Если охотники за микробами, видевшие в них первых врагов человечества, были весьма храбрыми людьми, то не было недостатка в беззаветном героизме и среди старых врачей и гигиенистов, полагавших, что вся эта модная выдумка о микробах – пустой вздор и болтовня. Предводителем этих скептиков, которых не могли убедить даже абсолютно точные опыты Коха, был старый профессор Петтенкофер из Мюнхена. Когда Кох вернулся из Индии со своими микробами-запятыми, виновными, по его мнению, в распространении холеры, Петтенкофер написал ему нечто в таком роде: «Пришлите мне ваших так называемых холерных вибрионов, и я покажу вам, насколько они безвредны».
Кох послал ему пробирку со смертоносной культурой холерных вибрионов, и Петтенкофер, к величайшей тревоге всех добрых охотников за микробами, разом проглотил все содержимое пробирки, в которой находилось достаточное количество зародышей, чтобы убить целый полк.
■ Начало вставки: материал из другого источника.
PR #1220, opened 2024-09-10
Add discovery fields and tests for content packages

mrodm:
Part of https://github.com/elastic/package-spec/issues/351

Added tests related to content packages and the new discovery fields into the BasePackage manifest definition.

Затем он разгладил свою великолепную бороду и сказал: «А теперь посмотрим, заболею я холерой или нет…»
По какой-то совершенно непостижимой случайности он холерой не заболел, и эта шутка, которую сумасшедший Петтенкофер сыграл с холерным вибрионом, до сих пор остается неразрешимой загадкой.
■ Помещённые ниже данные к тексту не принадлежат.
Issue #1229, opened 2024-09-19
Add support to index and search packages based on discovery features


mrodm:
Follow-up for https://github.com/elastic/package-spec/issues/351

Once Elastic Package Registry (EPR) has added support for content packages that contain discovery properties:
```yaml
discovery:
  fields:
    - name: process.pid
```
the package registry should also be able to index and search packages based on the information included in the discovery property of each package. 

For example the following request to EPR would return packages that can leverage documents that include the `process.pid` or the `user.id` fields.

```
GET /search?discovery=fields:process.pid,user.id
```

PR #1235, opened 2024-10-08
Implement content packages discovery

jsoriano:
Fixes https://github.com/elastic/package-registry/issues/1229.

Add a new `discovery` parameter to `/search` and `/categories` endpoints, to filter packages based on their discovery fields. It supports a list of fields that has to be passed in the form `fields:<comma-separated list of fields>`. To pass the filter, packages must include discovery fields in their manifest, and all of them must be included in the list included in the parameter.

For example the following request will return prerelease packages of content type, whose discovery subfields are a subset of ['http.method', 'apache.status.total_bytes'].
```
GET /search?prerelease=true&type=content&discovery=fields:http.method,apache.status.total_bytes
```


jsoriano:
@mrodm do you know how the [search-index-all-full.json](https://github.com/elastic/package-registry/blob/9c3021436f098baca86b3d986110a65df093937b/storage/testdata/search-index-all-full.json) can be regenerated?

I would like to add content packages there.

categories.go
```diff
@@ -219,7 +227,7 @@ func getCategoriesOutput(ctx context.Context, categories map[string]*packages.Ca
 	}
 	sort.Strings(keys)
 
-	var outputCategories []*packages.Category
+	outputCategories := []*packages.Category{}
```
jsoriano, line 230: Unrelated change. It changes the response of the `/categories` endpoint to generate `[]` instead of `null` when no packages satisfy the conditions.

mrodm:
> @mrodm do you know how the [search-index-all-full.json](https://github.com/elastic/package-registry/blob/9c3021436f098baca86b3d986110a65df093937b/storage/testdata/search-index-all-full.json) can be regenerated?
> 
> I would like to add content packages there.

The last time I had to add new packages (and update this file), I did it manually.
I don't know if there is any automated way to achieve this, sorry :(

packages/packages.go
```diff
@@ -297,11 +297,63 @@ type Filter struct {
...
 	SpecMax        *semver.Version
+	Discovery      *DiscoveryFilter
 
 	// Deprecated, release tags to be removed.
 	Experimental bool
 }
 
+type DiscoveryFilter struct {
+	Fields DiscoveryFilterFields
+}
```
mrodm, line 308: Would it be ok to set those two structs `DiscoveryFilter` and `DiscoveryFilterFields` as private ?

packages/packages.go
```diff
@@ -297,11 +297,63 @@ type Filter struct {
...
+		return nil, fmt.Errorf("unknown discovery filter %q", filterType)
+	}
+
+	return &result, nil
+}
+
+func (f *DiscoveryFilter) Matches(p *Package) bool {
+	if f == nil {
+		return true
+	}
```
mrodm, line 334: Just for checking, would this mean that there is no filter defined in the query parameter?
Or is it there just to avoid raising a panic error ?

packages/packages.go
```diff
@@ -297,11 +297,63 @@ type Filter struct {
...
 	// Deprecated, release tags to be removed.
 	Experimental bool
 }
 
+type DiscoveryFilter struct {
+	Fields DiscoveryFilterFields
+}
+
+func NewDiscoveryFilter(filter string) (*DiscoveryFilter, error) {
+	filterType, args, found := strings.Cut(filter, ":")
```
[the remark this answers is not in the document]
jsoriano: Currently we only have a type of discovery method, so I didn't add support for more.

If we had, a request using more than one would set the parameter multiple times, yes.

I can add support for this, though it wouldn't be really useful at the moment. What do you prefer?

packages/packages.go
jsoriano: Yes, this is code safety. This would mean that `Matches` is called with a `nil` value, for example [here](https://github.com/elastic/package-registry/pull/1235/files#diff-20fd7b81f7ff43064db94851e0fc5ad6a9852949b07d72a02d48751be912534fR407).

mrodm: Ok, thanks for the explanation!

packages/packages.go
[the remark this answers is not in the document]
jsoriano: Do you think I should add support for `discovery` appearing multiple times?

So these two queries would be equivalent:
```
GET /search?discovery=fields:process.pid&discovery=fields:user.id
```
```
GET /search?discovery=fields:process.pid,user.id
```

This would also serve as base to add other methods. Though I don't think this would be very useful by now.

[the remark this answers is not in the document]
mrodm: Probably, it is not required to do it now. I guess Kibana could put all the fields required in one query parameter, WDYT?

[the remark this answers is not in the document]
jsoriano: Yes, there would be no reason to separate in multiple parameters.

Но Петтенкофер, столь безрассудно проделавший этот самоубийственный эксперимент, оказался все же достаточно умен для того, чтобы связать результаты своего опыта с вопросом о предрасположении.
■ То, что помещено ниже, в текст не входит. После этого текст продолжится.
PR #1242, opened 2024-10-25
Update go runtime to 1.23.2

mrodm:
Updated to the latest version of Golang 1.23


go.mod
```diff
@@ -1,8 +1,8 @@
 module github.com/elastic/package-registry
 
-go 1.22.1
+go 1.22.8
```
mrodm, line 3: Updated also to the latest Golang 1.22 version.

Not sure if this is required, since the version defined in the toolchain is going to be downloaded and used.

WDYT ?

.go-version
```diff
@@ -1 +1 @@
-1.23.1
+1.23.2
```
mrodm, line 1: Would it be better to set here the same as in the go.mod (go directive) 1.22.8?

jsoriano: This is the version used for building, right? I would use the latest one here.

go.mod
jsoriano: I would keep it as 1.22.1 if possible. This will be the minimum version required for projects importing this.

.go-version
mrodm: Exactly, this is going to be used in CI and also following the indications of the README to build the package-registry binary too: https://github.com/elastic/package-registry?tab=readme-ov-file#go-command

go.mod
mrodm: Ok! Reverting it.

jsoriano (approved):

Issue #1243, opened 2024-10-28
Expose `policy_template_behavior` in search and package endpoints


mrodm:
Relates https://github.com/elastic/package-spec/issues/802

Add as part of the API response in search and package endpoints, the `policy_templates_behavior` introduced in  https://github.com/elastic/package-spec/pull/825

Issue #1238, opened 2024-10-14
Expose `deployment_modes` in search and info endpoints


jen-huang:
`deployment_modes` was added in https://github.com/elastic/package-spec/pull/738 to support agentless packages. This property should be returned in the `/search` endpoint and the package info endpoint ([example](https://epr.elastic.co/package/elastic_connectors/0.0.2/)) so that Fleet can provide a better UX around agentless-only packages, as in https://github.com/elastic/kibana/pull/194885.

PR #1244, opened 2024-10-28
Expose policy_templates_behavior and deployment modes for policy templates in search and package endpoints

mrodm:
Closes https://github.com/elastic/package-registry/issues/1238
Closes https://github.com/elastic/package-registry/issues/1243

Expose `policy_templates_behavior` and the `deployment_modes` for the policy templates (if any) in both search and package endpoints.

## How to test

1. Compile and run Elastic Package Registry with the test packages (using `config.yml` from the repo):
   ```shell
   eval "$(gvm $(cat .go-version))"
   go run . -config config.yml
   ```
2. In another terminal, run these queries and ensure those new fields are present:
   ```shell
   curl -s "http://127.0.0.1:8080/search?package=deployment_modes&prerelease=true"
   curl -s "http://127.0.0.1:8080/package/deployment_modes/0.0.1/"
   ```


packages/package.go
```diff
@@ -184,6 +187,15 @@ type Download struct {
 	Type string `config:"type" json:"type" validate:"required"`
 }
 
+type DeploymentModes struct {
+	Default   *DeploymentMode `config:"default,omitempty" json:"default,omitempty" yaml:"default,omitempty"`
+	Agentless *DeploymentMode `config:"agentless,omitempty" json:"agentless,omitempty" yaml:"agentless,omitempty"`
```
mrodm, line 192: Not added the `organization`, `division` and `team` fields that can also be set under `agentless` key:

https://github.com/elastic/package-spec/blob/cc5282374a5d062497bf0517d77a449d7176a35e/spec/integration/manifest.spec.yml#L177-L197

Should they be added? Are they necessary for Fleet?

jsoriano: According to the description these fields are only intended to be used internally, when the package is installed: https://github.com/elastic/package-spec/issues/795
So I don't think we need to expose them here. cc @seanrathier just in case.

jsoriano (approved):

packages/package.go
seanrathier: They need to be added because Kibana will send those fields to the Agentless API and then the Agentless API will tag the agentless agent deployment with that information.

Does that answer the question?

mrodm: Looking at this comment, I thought those values would be read directly from the manifest in Kibana (Fleet):
https://github.com/elastic/package-spec/issues/795#issuecomment-2337993455

If the package is installed before sending those values to the Agentless API, could those be read from the package manifest? If that is possible, probably it's not needed to add those values to the API.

– Микробы никакой роли в холере не играют, – заявил старик. – Самое главное – личная предрасположенность.
– Не может быть холеры без холерных микробов, – ответил ему Кох.
– Но ведь я проглотил несколько миллионов ваших роковых бацилл, и меня даже не стошнило, – возражал ему Петтенкофер.
Как это – увы! – часто случается в ожесточенных научных спорах, обе стороны были правы и неправы. Вся практика последних сорока лет показала, что Кох был вполне прав, говоря, что человек не может заболеть холерой, не проглотив холерных вибрионов. Но за эти годы было также установлено, что опыт Петтенкофера с проглатыванием микробов указывает на какую-то странную тайну, скрытую покровом неизвестности, и даже современные охотники за микробами не смогли еще приподнять хотя бы край этого таинственного покрова. Убийственные микробы кишат повсюду вокруг нас и проникают в каждого, но убивают они только некоторых. И этот вопрос странной сопротивляемости к микробам некоторых людей остается такой же неразрешимой загадкой, какою он был в те шумные героические восьмидесятые годы, когда люди рисковали жизнью, чтобы доказать свою правоту; в то время как Петтенкофер, играя со смертью, остался жив, много других охотников за микробами, случайно подцепив смертоносных холерных микробов, погибли в ужасных мучениях.
Здесь мы подошли к концу славных дней Роберта Коха, к тому времени, когда деяния Луи Пастера снова задвинули на задний план и Коха, и всех прочих охотников за микробами. Оставим Коха в тот момент, когда его самолюбивые и благонамеренные сограждане, сами того не подозревая, готовили ему тяжелую жизненную трагедию, которая, к сожалению, отчасти омрачила даже блеск его славной охоты за убийственными микробами сибирской язвы, холеры и туберкулеза. Но все же, прежде чем рассказать о блистательном финале головокружительной карьеры Пастера, я позволю себе снять шляпу и преклонить голову перед Кохом – человеком, доказавшим на практике, что микробы – наши злейшие враги, человеком, превратившим охоту за микробами в одну из важнейших областей знания, перед этим славным, но полузабытым бойцом минувшего века, богатого на блестящие научные открытия.
5. Луи Пастер
И бешеная собака
Наивно было бы, конечно, предполагать, что Пастер мог позволить своей славе хотя бы отчасти померкнуть в блеске сенсационных открытий Коха. Человек, который не был бы столь гениальной ищейкой в охоте за микробами, не был поэтом, не был таким великим мастером приковывать к себе человеческое внимание, – такой человек, несомненно, был бы оттеснен со сцены поразительными достижениями Коха и канул бы в вечность забвения. Но не таков был Пастер!